Many false positives #84

Open RoelofKuipers opened 1 year ago

RoelofKuipers commented 1 year ago

Grounding DINO can label true positives very well. But if none of the prompted classes is present in the image, I always end up with false positives. Often with high confidence. What can be the reason for this? And is there anything that I can do about this? Or is it always necessary to know that one of the classes is present in the image? That seems counter-intuitive.

See the two examples below, where the prompted classes were ['pipe','excavator'].

image image

aixiaodewugege commented 1 year ago

Same problem for me. image TEXT_PROMPT = "tree . person . grass"

image TEXT_PROMPT = "bear."

RoelofKuipers commented 1 year ago

Any updates?

ozymand1a commented 1 year ago

I have same problem.

zhengziqiang commented 1 year ago

I think Grounding DINO does not learn the semantics of information. It only has learned the matching ability. I have tested two cases.
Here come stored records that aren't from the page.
PR #5414, opened 2025-10-23
fix(ui): improve device search UX in WebEndpointCreate form

luannmoreira:
# Description

This PR resolves an issue where the `v-autocomplete` in the `WebEndpointCreate.vue` component was not searching device options correctly.

## Problem

- The search input wasn't properly bound or controlled, causing:
- Search queries to not trigger expected results
- Filters to persist incorrectly across dialog sessions

## Fix

- Bound search input via `v-model:search="deviceSearch"`
- Replaced `@update:search="fetchDevices"` with a proper handler: `onSearchUpdate`
- Cleared search filters and refetched device list on empty input and dialog close
- Added cleanup in `resetFields()` and a `clearFilterAndRefetch() `utility
- Adjusted base64 encoding logic for consistency

## Testing

- [x] Typing in autocomplete filters device list in real time
- [x] Clearing search input resets to full device list
- [x] Dialog reset works as expected on close
- [x] No regression in form validation or submission logic

### DIFF
--- a/ui/src/components/WebEndpoints/WebEndpointCreate.vue
+++ b/ui/src/components/WebEndpoints/WebEndpointCreate.vue
@@ -27,6 +27,8 @@
               class="mt-1"
               label="Host"
               :error-messages="hostError"
+              hint="IPv4 or IPv6 only"
+              persistent-hint
               data-test="host-text"
             />
           </v-col>
@@ -39,6 +41,7 @@
               label="Port"
               :error-messages="portError"
               variant="outlined"
+              type="number"
               data-test="port-text"
             />
           </v-col>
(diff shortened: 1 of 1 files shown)


ui/src/components/WebEndpoints/WebEndpointCreate.vue
```diff
@@ -152,33 +166,47 @@ const predefinedTimeouts = ref([
...
+    }),
   { initialValue: "127.0.0.1" },
 );
 
 const { value: port, errorMessage: portError, resetField: resetPort } = useField<number>(
   "port",
-  yup.number().integer().max(65535).required(),
+  yup.number().typeError("Port is required").integer().min(1)
+    .max(65535)
+    .required(),
```
luizhf42: I think the "Port is required" message should be the `required()` parameter, and the `typeError()` should contain something like "Port is a number between 1 and 65535"

PR #5500, opened 2025-11-10
refactor(ui): redesign layout and improve user metadata display

luannmoreira:
# Description

This PR redesigns the `UserDetails` view for improved usability, clarity, and extensibility. It introduces a new layout for displaying user metadata and modernizes the action UI. It also includes minor supporting refactors to related components.

### Redesigned the layout of `UserDetails.vue`:

- Uses a two-column structure to better organize user information

### Adds labels and chips for fields like:
 
- UID
- Name, Email, Username
- Status (with status chip)
- MFA status
- Email marketing opt-in
- Namespace limits
- Auth methods
- Timestamps (`created_at, last_login`)
- Replaces the old icon-based actions (login and delete) with a dropdown menu
- Moves control of the delete dialog outside of `UserDelete.vue` via `v-model`
- Updates `IAdminUser` interface to support optional and _nullable_ fields
- Updates unit and snapshot tests to reflect new structure and behavior

## Motivation

- The previous design was minimal and lacked structured metadata presentation. This redesign provides:
- A more scalable and readable layout
- Better support for future user attributes
- Cleaner separation of concerns between components
- Improved accessibility and UI consistency

## Testing

- All existing unit tests updated and passing
- New layout and conditional rendering verified via snapshots and manual UI checks


ui/admin/src/components/User/UserDelete.vue
```diff
@@ -44,7 +27,7 @@ const props = defineProps<{
 }>();
 
 const emit = defineEmits(["update"]);
-const showDialog = ref(false);
+const showDialog = defineModel<boolean>({ default: false });
```
luizhf42: I prefer using the `required: true` option here, since the `v-model` is, in fact, required for the dialogs, and if we forget to add it, there will be errors in the build process.

ui/admin/tests/unit/views/UserDetails/index.spec.ts
```diff
@@ -42,39 +50,86 @@ describe("User Details", async () => {
...
   });
 
-  it("Renders the component", () => {
+  it("is a Vue instance", () => {
+    expect(wrapper.exists()).toBe(true);
+  });
+
+  it("renders the component", () => {
     expect(wrapper.html()).toMatchSnapshot();
   });
```
luizhf42: Since the test suite is very complete and tests all the important elements, there is no need for a snapshot test, since it serves the same purpose, with the downside of needing to be updated almost every time there's a Vuetify bump. What do you think?

ui/admin/src/interfaces/IUser.ts
```diff
@@ -4,21 +4,21 @@ export type UserAuthMethods = Array<"saml" | "local">;
...
-  }
-  preferences: {
+  recovery_email?: string | null;
+  mfa?: { enabled?: boolean } | null;
+  namespacesOwned: number;
+  preferences?: {
     auth_methods: UserAuthMethods;
-  }
+  };
+  password?: string;
```
luizhf42: There's no `password` field returned in the user details API response.

ui/admin/tests/unit/views/UserDetails/index.spec.ts
luannmoreira: I agree, it is redundant as there's tests meant for the instance and each element on the component, proving it's rendering.

PR #5532, opened 2025-11-17
refactor(api): migrate membership invitations to a dedicated collection

heiytor:


openapi/spec/cloud-openapi.yaml
```diff
@@ -112,14 +112,14 @@ paths:
     $ref: paths/api@connector@{uid}.yaml
   /api/connector/{uid}/info:
     $ref: paths/api@connector@{uid}@info.yaml
-  /api/namespaces/{tenant}/members/accept-invite:
-    $ref: paths/api@namespaces@{tenant}@members@accept-invite.yaml
-  /api/namespaces/{tenant}/members/decline-invite:
-    $ref: paths/api@namespaces@{tenant}@members@decline-invite.yaml
-  /api/namespaces/{tenant}/members/invites:
-    $ref: paths/api@namespaces@{tenant}@members@invites.yaml
+  /api/namespaces/{tenant}/invitations/links:
```
otavio, line 115: As those empty points are being added here, I think this comment should be included in the previous comment, so there is no need for us to rename any point that we are just creating.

The common zebra image: pred pred

The unusual image: elephant fish

Pay attention to the confidence score for the detected bbox.

aixiaodewugege commented 1 year ago

If so, how do they achieve such high scores in the COCO dataset?

zhengziqiang commented 1 year ago

If so, how do they achieve such high scores in the COCO dataset?

I think it is attributed to that the model is given the right text prompt. It matches the detected bbox and the text prompt. If the model is given the wrong the text prompt, it may still generate the similar the bbox output. I feel like it seems like a bounding box generator (like RPN). You could take some experiments to demonstrate whether it is true. I will take some tests. If there is some result, will let you know,

zhengziqiang commented 1 year ago

I have taken some tests. Grounding DINO seems to do the similarity matching between the text prompts and the detected bbox. It is easy to be cheated. Take AP50 as an example, there will be many false positives.

Some testing images: zebra_real monkey zebra_new

Human case: person diver human motor driver

Pay attention to the condifence score comparison.

quanzzz123 commented 1 year ago

In my opinion, false positive is caused by the model structure, specifically the Feature Enhancer. The query selection process uses the 'enhanced' image and text feature which are already crossmodal-fusion. If the image and text info are matched, everthing is fine(during training, there are all positive pairs). But if we give one negative text, the feature enhance will also make fusion on those two unrelated feat and make query selection through the 'enhanced' features. Thus the result is not so confident. To prevent this false positive case, a pure query selection based on image and text encoder's outputs(or in other words, contrastive loss) is needed, like CLIP's.

usama-axcelerate commented 1 year ago

Any update? Did any one find a solution for False positives?